My Favorite Baseball Photograph (October 1994 | Volume: 45, Issue: 6)

My Favorite Baseball Photograph

AH article image

Authors: Ken Burns

Historic Era:

Historic Theme:

Subject:

October 1994 | Volume 45, Issue 6


Turn back to page 86 and you will be there as the local Dartmouth College nine plays Harvard on the green at Hanover, New Hampshire, in 1882.

Looking like an early plan for our national capital, this remarkable photograph is baseball for me —an intersection of community, time, location, and hope. I imagine the photographer sticking his bulky machine out the window of a college building to record this moment in much the same way a daydreaming student might be wafted out and down to the play going on a million miles from his classroom.

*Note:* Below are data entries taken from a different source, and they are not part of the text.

PR #148, opened 2022-08-18
[sailfishos][embedlite] Clean background gradients from input elements. Fixes JB#58457

rainemak:
This covers textarea, input, select, and button.

Instructions regarding [omni debugging](https://docs.sailfishos.org/Reference/Core_Areas_and_APIs/Browser/Working_with_Browser/#debugging-omnija-of-gecko) helps when testing this.

### DIFF
--- a/embedding/embedlite/tests/content/embedScrollStyles.css
+++ b/embedding/embedlite/tests/content/embedScrollStyles.css
@@ -110,7 +110,7 @@ textarea,
   border-style: solid;
   border-color: #7d7d7d;
   color: #414141;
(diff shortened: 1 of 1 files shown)


llewelld (approved):
Works nicely.

For me, the default text and border of the buttons etc. is rather thin, making them harder to notice now they're no longer embossed (previously they stood out due to the backgrounds). So maybe there's an argument for using stronger lines or font.

But that's a separate discussion as this is already a nice improvement.

llewelld:
A before/after preview, since I had one to hand.

flattened-elements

“It’s our game . . . America’s game,” Walt Whitman wrote. “It has the snap, go, fling of the American atmosphere; it belongs as much to our institutions, fits into them as significantly, as our Constitution’s laws; is just as important in the sum total of our historic life.”

I couldn’t agree more. The story of baseball is the story of our country. No other narrative, it seems to me, more accurately takes the measure of the complicated Republic that the Civil War defined than does this deceptively simple game.

“Baseball,” the poet Donald Hall told us in a filmed interview for our series, “because of its continuity over the space of America and the time of America, is a place where memory gathers.” In the course of making our film we quickly developed an abiding conviction that the game of baseball offered a unique prism through which one could see refracted much more than the history of games won and lost, teams rising and falling, rookies arriving and veterans saying farewell. The game is a repository of age-old American verities, of standards against which we continually measure ourselves, and yet at the same time a mirror of the present moment in our modern culture, including all our most contemporary failings.

But we are hardly prepared for the complex emotions the game also summons up, emotions that lie just beneath the powerful social metaphor the game obviously is. The accumulated stories and biographies, life lessons and tragedies, dramatic moments and classic confrontations begin to suggest even more compelling themes: time, memory, family, home.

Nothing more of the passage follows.